This is a perfect example of a hen-egg problem. I also like what metalinks are able to do, e.g. I'm managing the mirrors of a big (.5 gb) open source program and in some parts of the world the internet is so flaky and slow, that you have no chance to get this file just with simple html or ftp. Resume capabilites are important and selecting good mirrors automatically is nice.

BUT: There is also another technology in the wild that is in my eyes a replacement for metalinks. It's the "WebSeed" [ws] feature for torrents. BitTorrent is much more popular and if your client supports webseeds (many do!) you can use them equally well for the same purpose as metalinks. So, if chrome would support everything to create a bittorrent extension with webseeds, you get everything you need. Note: For this OSS project, I also create torrents with webseeds and I have no complaints.

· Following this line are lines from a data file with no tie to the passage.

PR #1275, opened 2025-07-31
Completed Competitive-Coding1

AneerudhS27:


super30admin:
Strengths:
- Clear implementation of min-heap operations
- Good use of helper methods (parent, leftChild, rightChild)
- Proper handling of heap properties and edge cases
- Well-commented code explaining the approach

Areas for Improvement:
- Add a destructor to delete the dynamically allocated heap array to prevent memory leaks
- Consider making the heap dynamically resizable instead of fixed capacity
- The printHeap method could be more informative by showing the complete heap structure
- Include error handling for cases like inserting into a full heap (currently just returns silently)
- The isLeaf method could be simplified to just check if i >= size/2 since i < size is always true in that case

PR #3198, opened 2023-07-06
[fuzz][rearchitecture] Move testcase stats uploading to postprocess

jonathanmetzman:


src/clusterfuzz/_internal/protos/uworker_msg.proto
```diff
@@ -39,6 +39,12 @@ message Input {
   optional google.datastore.v1.Entity variant = 8;
   optional string original_job_type = 9;
   optional string fuzzer_name = 10;
+  optional int64 crash_revision = 11;
```
oliverchang, line 42: This is getting a bit long and complicated. Can we make this more structured by defining sub-types?

src/clusterfuzz/_internal/protos/uworker_msg.proto
```diff
@@ -39,6 +39,12 @@ message Input {
...
+  optional int64 job_run_timestamp = 12;
+  optional int64 new_crash_count = 13;
+  optional int64 known_crash_count = 14;
+  optional int64 testcases_executed = 15;
+  optional Json job_run_crashes = 16;
```
oliverchang, line 47: Also, should these be added to the `Output`  instead of `Input` ?

src/clusterfuzz/_internal/protos/uworker_msg.proto
jonathanmetzman: Done

src/clusterfuzz/_internal/protos/uworker_msg.proto
jonathanmetzman: Done

jonathanmetzman:
This may suffer from some problems fixed by https://github.com/google/clusterfuzz/pull/3203 (though definitely not the known problem) since it creates sessions twice.

jonathanmetzman:
This wont work as is, we need to get the fuzz target name some other way.

oliverchang (commented):
nice, the new more structured output looks a bit better.

Let's see if we can apply that to other existing and future fields (for the input also) too.

jonathanmetzman:
> Let's see if we can apply that to other existing and future fields (for the input also) too.

I'm definitely going to apply it to future fields. To existing fields I'll submit another PR.

oliverchang (approved):

PR #3203, opened 2023-07-09
Don't create fuzz sessions multiple times.

jonathanmetzman:
It is probably uneeded and breaks things because of ClusterFuzz's use of global variables, by causing the same flags to be provided multiple times to the target.

Fixes: https://crbug.com/1462793

This reverts commits 2a4bf955c863c4bf387b7ef12cf5c396caf7a6ab and 5ff6ea69e90fefad339387b8f7bfdb559cf89051.


oliverchang (commented):
LGTM

PR #3209, opened 2023-07-11
Apply ASAN options to targets

DonggeLiu:
[The previous bug](https://clusterfuzz.com/testcase-detail/6589725262151680) regarding `v8_script_parser_fuzzer` was fixed, indicating the correct ASAN options were applied.
However, ASAN options seem not applied on a different target [`html_in_process_fuzzer`](https://clusterfuzz.com/testcases?fuzzer=libFuzzer_html_in_process_fuzzer), even though the options on the report were correct.

This PR addresses this error, and removes some redundant code.

### DIFF
--- a/src/clusterfuzz/_internal/bot/fuzzers/centipede/engine.py
+++ b/src/clusterfuzz/_internal/bot/fuzzers/centipede/engine.py
@@ -188,7 +188,7 @@ class Engine(engine.Engine):
       A FuzzResult object.
     """
     runner = _get_runner(target_path)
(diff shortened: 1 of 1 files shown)


oliverchang (approved):

jonathanmetzman:
Is this ready?

jonathanmetzman:
ping

DonggeLiu:
> ping

Sorry that I missed this, @jonathanmetzman.
I don't recall why I discontinued this, but it appears to be ready but has a low priority.
Would it be safer to leave this for now so it won't affect production?

I can go back to this when I have more time.

PR #3212, opened 2023-07-11
Set up filters for utasks on pub/sub

jonathanmetzman:
Start setting up a system to allow linux workers to execute the preprocess and postprocess parts of utasks.
The first and last part of a utask can be executed on any platform since it only involves running the ClusterFuzz code which is cross-platform and not the fuzzers which are native code and platform-specific.
Therefore Linux workers will need to read *specific* task commands from non-linux queues.
This PR helps with that end by setting up filters to allow linux workers to read just preprocess and postprocess commands from non-linux queues. It also will be used by non-linux workers to ignore preprocess and postprocess commands from those same queues.
A notable change is that we need to seperate our definition of the type of each task from the execution (commands.py) of that task. This is because many tasks depend on the task scheduling module, which now needs to know the types of tasks to filter. Thus we seperate the types to avoid circular imports.


src/clusterfuzz/_internal/base/tasks.py
```diff
@@ -207,6 +211,31 @@ def get_regular_task(queue=None):
       return task
 
 
+def get_filters(is_chromium, is_linux):
```
oliverchang, line 214: Where is this being used?

src/clusterfuzz/_internal/bot/tasks/task_types.py
```diff
@@ -0,0 +1,161 @@
...
+    'symbolize': TrustedTask,
+    'unpack': TrustedTask,
+    'uworker_postprocess': PostprocessTask,
+    'upload_reports': TrustedTask,
+    'uworker_main': UworkerMainTask,
+    'variant': UTaskLocalExecutor,
+}
+
+
+def is_trusted_portion_of_utask(task_name):
```
oliverchang, line 148: Can you add docstrings? I'm also a little unclear on what this is doing exactly.

src/clusterfuzz/_internal/bot/tasks/commands.py
```diff
@@ -43,108 +43,38 @@
...
-    'minimize': utask_factory(minimize_task),
-    'progression': utask_factory(progression_task),
-    'regression': utask_factory(regression_task),
-    'symbolize': TrustedTask(symbolize_task),
-    'unpack': TrustedTask(unpack_task),
-    'postprocess': PostprocessTask(),
-    'upload_reports': TrustedTask(upload_reports_task),
-    'variant': utask_factory(variant_task),
-}
+def get_command_map():
```
oliverchang, line 74: Is there any reason to compute this lazily? Can we just do this on module import?

src/clusterfuzz/_internal/bot/tasks/task_types.py
```diff
@@ -0,0 +1,161 @@
...
+  the original ones in ClusterFuzz."""
+
+  def execute(self, task_argument, job_type, uworker_env):
+    # Simple tasks can just use the environment they don't need the uworker env.
+    del uworker_env
+    self.module.execute_task(task_argument, job_type)
+
+
+class UTask(BaseTask):
+  """Represents an untrusted task. Executes the preprocess part on this machine
```
oliverchang, line 43: This is the final state we want to be in for most platforms right?

src/clusterfuzz/_internal/base/tasks.py
jonathanmetzman: It's not being used yet.

src/clusterfuzz/_internal/bot/tasks/task_types.py
jonathanmetzman: Yes, it is the final state for all the tasks we plan to migrate. note that the only difference based on platform will be that things like mac bots will read from a queue to get their jobs instead of being scheduled on batch.

PR #3216, opened 2023-07-13
also catch rust error messages that have been caught and resumed

Ekleog-NEAR:
This, in particular, should make fuzzers built with [cargo-bolero](https://github.com/camshaft/bolero) able to get the proper error message auto-detected, rather than a generic abort.

PS: Hopefully this should be small enough to not require a CLA, as I am contributing on behalf of my employer and the process to get a CLA signed would be long for no reason. If you do need a CLA even for the smallest contributions, please feel free to let me know and I’ll see what I can do. But also don’t hesitate to do the change yourselves as though this were just a bug report, I’m just opening this to make your life simpler.


Ekleog-NEAR:
Turns out the CLA process was easier than I expected, so that’s now done. AFAICT the remaining CI check is just someone from google needing to look at the PR, so I can’t do anything about it.

jonathanmetzman:
We do require a CLA but I think I can probably make this contribution myself.

jonathanmetzman:
Could you add a test?

Ekleog-NEAR:
I just added a test, and ./local/tests/ci_tests.bash seems to pass, so hopefully this will be good to go :)

Ekleog-NEAR:
@jonathanmetzman Not sure whether you saw, but this is I think ready for review round 2 :)

Ekleog-NEAR:
@jonathanmetzman I don’t want to bother you so I’ll try just one last ping, I think this is ready for review :)

Anyway, thank you for the work you do on clusterfuzz, and hope this can help, whenever you manage to get to it!

jonathanmetzman (approved):
LGTM
@adetaylor @oliverchang WDYT of this change?

adetaylor (approved):

Ekleog-NEAR:
Welp seems like I don’t have permission to run this. Anyway, what I can say for sure is, `./local/tests/ci_tests.bash` passes locally :)

Ekleog-NEAR:
Actually, a thought: would it be better to get the line and char out of the summary? I’d just need to end the regex at `:` instead of end-of-line; and it might help with clusterfuzz automatically detecting that it’s the same fuzzer crash. OTOH, if it doesn’t actually help clusterfuzz detect that, then it’s probably better to just leave it, as it makes reading the crash easier.

Issue #3217, opened 2023-07-13
Optimize zipcorpora


jonathanmetzman:
Zip and upload in memory so we don't need to take more disk space.

jonathanmetzman:
Related: https://github.com/google/clusterfuzz/issues/3008

PR #3221, opened 2023-07-14
[zipcorpora] Zip zipcorpora lazily and in-memory 

jonathanmetzman:
Do this so that we don't waste disk space or run out of memory when
uploading corpora.

Related: https://github.com/google/clusterfuzz/issues/3217


oliverchang (approved):
very nice!!

Alan32Liu (approved):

[ws] http://getright.com/seedtorrent.html (but there are other implementations)
Labels: -Mstone-X Feature-Downloads
It is a bit of a chicken-egg problem.
The solution to the actual chicken-egg problem is, of course, the Zen/quantum state of "neither and both": chickens evolved gradually, so there wasn't a 'first' chicken or a 'first' chicken egg that was significantly different from its parent almost-chicken/almost-chicken egg.
The same solution applies here: let's evolve chrome's metalink support one step at a time. Chrome's metalink support may be "complete enough" (enough like a chicken) when a "complete enough" extension is in the webstore, even if the totally complete native implementation (modern chicken) isn't justifiable until much later. The extension may spawn (the justification for) the native implementation.
Ben, thanks for the comments and help. I understand where you're coming from. we appreciate your tips and will work to improve the extension & take it as far as an extension can go! :)

a few questions: 1) how stable is the downloads extension API or when will it be non-experimental? 2) extensions that use experimental APIs can't be in the webstore, right? (it seems that, for users this could be even more perplexing than installing an external download manager - first you'd have to enable the experimental APIs then find it somewhere besides the webstore).

to the importance of metalinks, it is admittedly niche, but inclusion in a browser will solve problems for many people, as far as downloads go. will every site use metalinks? certainly not, but many download sites would like to take advantage of it if minimal features are supported in a mainstream browser. it's supported by around 40 download applications, mostly download managers but some p2p, browser, FTP, and system update utilities (all Red Hat/CentOS/etc systems use it). support in more mainstream apps is coming, thanks to Google Summer of Code too! :) quite a few linux distributions use it for ISO (or more) downloads like Ubuntu, Fedora, & openSUSE. other projects like KDE, LibreOffice, OpenOffice, FSF, Sugar, Xfce, & XBMC use it too.

so you have 7 years of highly technical early adopters

I understand some of the metalink features add complexity, but I too would like to start and stay as simple as possible. the first step is verifying a file's hash is correct after download. this seems like a minimal change and that alone will help many people who are not familiar with hashing files or do not even have reasonable  options (for average people) to even attempt on their OSes. I think the next step would be switching to another mirror if a server went down during download, and the final step could be repairing downloads with the partial file hashes. that's more complex but optional of course, and would help many people as well.

Use cases: 
* downloading large files (error repair) like Linux distributions, software, and games ( https://forums.eveonline.com/default.aspx?g=posts&m=51440 )
* downloading files available on a CDN or mirror network w/ failover if some nodes are unreachable
* webmail could use metalinks for "Download All Attachments" instead of putting all files in a .ZIP archive. 
* downloading a whole album & creating a directory structure instead of putting already compressed files in an archive 
* sites publish mirror/CDN info so caches can recognize more hits properly. 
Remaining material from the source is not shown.